§ Aim of the task: Which of the lines below include the word "private"? Pull each one out.

§ Record set:
_ _ _

PR #66, opened 2021-01-11
Handle validation errors from the interventions service

lawrence-forooghian:

This updates the frontend to handle the field-level validation errors returned by the backend as of https://github.com/ministryofjustice/hmpps-interventions-service/pull/53.

To be able to display granular error information to the user.

### DIFF
--- a/server/routes/referrals/completionDeadlinePresenter.ts
+++ b/server/routes/referrals/completionDeadlinePresenter.ts
@@ -1,6 +1,7 @@
 import { DraftReferral, ServiceCategory } from '../../services/interventionsService'
-import { CompletionDeadlineErrors } from './completionDeadlineForm'
 import CalendarDay from '../../utils/calendarDay'
+import { FormValidationError } from '../../utils/formValidationError'
+import ReferralDataPresenterUtils from './referralDataPresenterUtils'
 
 export default class CompletionDeadlinePresenter {
   readonly day: string
@@ -11,9 +12,13 @@ export default class CompletionDeadlinePresenter {
 
   readonly errorMessage: string | null
 
-  readonly erroredFields: ('day' | 'month' | 'year')[]
+  readonly hasMonthError: boolean
 
-  readonly errorSummary: CompletionDeadlineErrorSummaryPresenter | null
+  readonly hasDayError: boolean
+
+  readonly hasYearError: boolean
+
+  readonly errorSummary: { field: string; message: string }[] | null
 
   readonly title = `What date does the ${this.serviceCategory.name} service need to be completed by?`
 
@@ -22,7 +27,7 @@ export default class CompletionDeadlinePresenter {
   constructor(
     private readonly referral: DraftReferral,
     private readonly serviceCategory: ServiceCategory,
-    errors: CompletionDeadlineErrors | null = null,
+    error: FormValidationError | null = null,
     userInputData: Record<string, unknown> | null = null
   ) {
     if (!userInputData) {
@@ -45,20 +50,14 @@ export default class CompletionDeadlinePresenter {
       this.year = String(userInputData['completion-deadline-year'] || '')
     }
 
-    if (!errors) {
-      this.errorSummary = null
-      this.errorMessage = null
-      this.erroredFields = []
-    } else {
-      this.errorSummary = {
-        errors: [{ message: errors.message, linkedField: errors.firstErroredField }],
-      }
-      this.errorMessage = errors.message
-      this.erroredFields = errors.erroredFields
-    }
-  }
-}
+    this.errorSummary = ReferralDataPresenterUtils.errorSummary(error)
+    this.errorMessage =
+      ReferralDataPresenterUtils.errorMessage(error, 'completion-deadline-day') ??
+      ReferralDataPresenterUtils.errorMessage(error, 'completion-deadline-month') ??
+      ReferralDataPresenterUtils.errorMessage(error, 'completion-deadline-year')
 
-export interface CompletionDeadlineErrorSummaryPresenter {
-  errors: { message: string; linkedField: 'day' | 'month' | 'year' }[]
+    this.hasDayError = ReferralDataPresenterUtils.hasError(error, 'completion-deadline-day')
+    this.hasMonthError = ReferralDataPresenterUtils.hasError(error, 'completion-deadline-month')
+    this.hasYearError = ReferralDataPresenterUtils.hasError(error, 'completion-deadline-year')
+  }
 }
--- a/server/routes/referrals/referralsController.ts
+++ b/server/routes/referrals/referralsController.ts
@@ -1,6 +1,7 @@
 import { Request, Response } from 'express'
 import InterventionsService from '../../services/interventionsService'
 import { FormValidationError } from '../../utils/formValidationError'
+import createFormValidationErrorOrRethrow from '../../utils/interventionsFormError'
 import ReferralFormPresenter from './referralFormPresenter'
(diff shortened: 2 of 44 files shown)


server/routes/referrals/completionDeadlinePresenter.ts
```diff
@@ -45,20 +50,14 @@ export default class CompletionDeadlinePresenter {
...
-}
+    this.errorSummary = ReferralDataPresenterUtils.errorSummary(error)
+    this.errorMessage =
+      ReferralDataPresenterUtils.errorMessage(error, 'completion-deadline-day') ??
+      ReferralDataPresenterUtils.errorMessage(error, 'completion-deadline-month') ??
+      ReferralDataPresenterUtils.errorMessage(error, 'completion-deadline-year')
 
-export interface CompletionDeadlineErrorSummaryPresenter {
-  errors: { message: string; linkedField: 'day' | 'month' | 'year' }[]
+    this.hasDayError = !!error?.errors.find(subError => subError.formFields.includes('completion-deadline-day'))
```
Gweaton, line 59: Not a huge deal but would it be possible to wrap this in a nicely named function to make it quicker to parse and reduce repetition in the next three lines e.g. `hasError(error: FormValidationError | null, fieldName: string): boolean`

server/services/interventionsService.ts
```diff
@@ -51,42 +59,73 @@ export default class InterventionsService {
     return new RestClient('Interventions Service API Client', this.config, token)
   }
 
+  private convertError(error: unknown): InterventionsServiceError {
```
Gweaton, line 62: how about `sanitiseError` as we're returning a sanitised error?

server/utils/interventionsFormError.ts
```diff
@@ -0,0 +1,64 @@
+import { InterventionsServiceError, InterventionsServiceValidationError } from '../services/interventionsService'
+import interventionsServiceErrorMessages from './interventionsServiceErrorMessages'
+import { FormValidationError } from './formValidationError'
+
+type InterventionsFormError = { type: 'general'; message: string } | ({ type: 'validation' } & FormValidationError)
+
+// Add new date fields here.
```
Gweaton, line 7: Not sure what this comment is for?

server/routes/referrals/referralsController.ts
```diff
@@ -22,10 +22,20 @@ import RarDaysView from './rarDaysView'
 import RarDaysPresenter from './rarDaysPresenter'
 import RarDaysForm from './rarDaysForm'
 import { FormValidationError } from '../../utils/formValidationError'
+import createInterventionsFormError from '../../utils/interventionsFormError'
 
 export default class ReferralsController {
   constructor(private readonly interventionsService: InterventionsService) {}
 
+  private validationErrorOrThrow(error: InterventionsServiceError) {
```
Gweaton, line 30: Does this not need a return type?

server/utils/interventionsFormError.ts
```diff
@@ -0,0 +1,64 @@
+import { InterventionsServiceError, InterventionsServiceValidationError } from '../services/interventionsService'
+import interventionsServiceErrorMessages from './interventionsServiceErrorMessages'
+import { FormValidationError } from './formValidationError'
+
+type InterventionsFormError = { type: 'general'; message: string } | ({ type: 'validation' } & FormValidationError)
```
Gweaton, line 5: Let me know if this doesn't make sense, but I wonder if it's worth splitting this into two separate types of errors (validation and general) rather than adding a "type". The `validationErrorOrReturn` function introduced in the next commit feels a little bit to generalised (and a bit of a smell that it's doing too much).

server/routes/referrals/referralsController.ts
```diff
@@ -22,10 +22,20 @@ import RarDaysView from './rarDaysView'
...
+    const formError = createInterventionsFormError(error)
+    if (formError.type === 'validation') {
```
Gweaton, line 32: See my previous comment re: type checking inside the function.

Gweaton (commented):
I like the general approach here, just have a couple of pedantic naming comments and one re: single responsibility/type checking, but let me know if I've misunderstood.

server/services/interventionsService.ts
lawrence-forooghian: I'm hesitant to call it that for a couple of reasons:

1. I don't really understand what the word "sanitise" means in the context of doing something with an error, nor what the existing `sanitiseError` method is quite meant to do. I don't really want to use a piece of vocabulary that I don't fully understand - I don't know whether what I'm doing is "sanitising" in the sense that the existing method understands that word.
2. This `convertError` method assumes that its input is already a `SanitisedError`, so I'm not sure whether you can "sanitise" something that's already "sanitised".

server/utils/interventionsFormError.ts
lawrence-forooghian: It was meant to be a piece of instruction for people wanting to know where to add further date fields in the future, but it does look a bit like a TODO. I'll get rid of it.

server/routes/referrals/referralsController.ts
lawrence-forooghian: I don't think so - TypeScript does type inference for return types. But it might be helpful for readers here, I suppose. I've added one.

server/routes/referrals/completionDeadlinePresenter.ts
lawrence-forooghian: That's a good shout - added it.

server/utils/interventionsFormError.ts
lawrence-forooghian: Would you be able to expand a little on what you think the code might look like? The `type` exists so that, ultimately, in `ReferralsController#convertError` we're able to determine whether we have a validation error (in which case we return it) or some other kind of error (in which case we throw it). Do you think there's an alternative way of structuring things that means we can lose the `type`?

server/services/interventionsService.ts
Gweaton: Yeah, I guess "sanitise" might not be the right thing - I think my issue with `convertError` was, from what to what?  I wonder if there's a name that conveys that we're converting a form error, for example, to one of our well-crafted error types. I suppose I used the word `convert`, so I can see why you named it like you did! But unfortunately I can't think of an alternative this early in the day, sorry...

server/utils/interventionsFormError.ts
Gweaton: Having spent a bit too long thinking about this, the only alternative I've come up with would be to call this something like `interventionsFormValidationError` that basically does the `if` statement here, then in the call site (`validationErrorOrThrow`) you'd have:

```
if (interventionsServiceError.validationErrors) {
  return interventionsFormValidationError(interventionsServiceError)
} else {
  throw interventionsServiceError.message
}
```

I don't know if that's any better, it's basically doing the same thing but feels like _slightly_ less type checking? Feel free to ignore this though if you think it's not really an improvement.

server/services/interventionsService.ts
lawrence-forooghian: Gonna lose the transformation aspect of the name and just call it `createServiceError` 😀

server/utils/interventionsFormError.ts
lawrence-forooghian: Yeah, I think I like this - it still gives us what we need and takes the re-throw logic out of the controller. I've pushed a change, is that what you had in mind?

Gweaton: Yeah I think I prefer this, nicely done and thanks!

Gweaton (approved):
Thanks for the changes 👍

_ _ _

§ Response to the exercise:
     private readonly referral: DraftReferral,
     private readonly serviceCategory: ServiceCategory,
+  private convertError(error: unknown): InterventionsServiceError {
   constructor(private readonly interventionsService: InterventionsService) {}
+  private validationErrorOrThrow(error: InterventionsServiceError) {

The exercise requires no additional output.